Mandela appears to have been shaken by all this talk of stoogery. On arrival in London he rendezvoused with Yusuf Dadoo, presented in Long Walk as an exiled anti-apartheid activist, but in reality, a fellow senior member of the communist underground. 'It was not a happy reunion,' Mandela writes. 'One African leader after another questioned us about our relations with white and Indian communists, sometimes suggesting that they controlled the ANC.' Many had also expressed a preference for the Sobukwe’s PAC, a development that seriously dented Mandela’s hauteur. The solution proposed by Mandela and his former law partner Oliver Tambo, now living in London, caused Dadoo’s hair to stand on end.
At the time, the organizational structure of the ANC alliance mimicked the social divisions imposed by apartheid. The ANC was a blacks-only body. Indian supporters were required to join the South African Indian Congress; mixed-race people were steered into the Coloured People’s Congress, and whites into the Congress of Democrats.
Collectively, these four organizations formed the so-called Congress Alliance, an entity whose visibility often eclipsed that of the ANC. In other words, you often had whites and Indians who weren’t actually members of the ANC taking decisions and making statements on the ANC’s behalf. Mandela and Tambo wanted to put an end to that, which meant the ANC taking a more independent, Africanist line.
Dadoo was appalled. 'He believed that Oliver and I were changing ANC policy, that we were preparing to depart from the non-racialism that was the core of the Freedom Charter,' writes Mandela. He assured Dadoo that the changes he envisaged were merely cosmetic, but still, he was moving in a direction that the SACP would have found threatening, and moving very fast indeed. His first act, on arriving back in Johannesburg, was to inform the ANC’s working committee 'of the reservations I had encountered about cooperation with whites and Indians and particularly Communists.' A day later, he left for Durban to convey his views to ANC president Luthuli. The chief’s response was not recorded, but the Rivonia Trial offered an intriguing glimpse of the great man’s last hours of freedom.
Wearing military uniform, Mandela met with MK’s regional commanders in a 'beautiful new house' overlooking the sea. According to Bruno Mtolo, an MK bomb-maker who later turned state witness, Mandela urged his troops to disguise their Communist affiliation if they were sent into Africa. 'He warned us not to let African states know we were Communist,' said Mtolo, adding that 'they will not help us otherwise.' In a 2007 memoir, Lord Joel Joffe, a member Mandela’s defence team, dismissed Mtolo’s claims as anti-Communist slander. Like thousands of others, Lord Joffe was a bit naïve.

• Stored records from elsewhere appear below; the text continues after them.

PR #115, opened 2023-06-13
specs/data-model: initial specification

bnewbold:
Didn't change much since the internal notion version. Decided to move string formatting details over to the Lexicon doc, as those are more about validation against a specific Lexicon. Did add an explicit note about "nullable" and "false-y" values.

cc: @dholms @devinivy

### DIFF
--- a/content/specs/data-model.md
+++ b/content/specs/data-model.md
@@ -15,9 +15,9 @@ The schema definition language for atproto is [Lexicon](/specs/lexicon). The IPL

When Mandela appeared in court to face charges of leaving the country illegally, he was at least outwardly a changed man. Prior to this point, Mandela had always been a cosmopolitan man-about-town, famous for his smart suits and upmarket style. Now he was dressed in Xhosa tribal finery – beads, a flowing robe, even a flywhisk of the sort traditionally sported by African chiefs. For Communists, these were the trappings of a backward and decidedly unscientific feudalism; the trappings, in fact, of the dreaded bourgeois African nationalist. Mandela seemed to be signalling that he’d undergone some sort of conversion, the precise nature of which we can only guess at.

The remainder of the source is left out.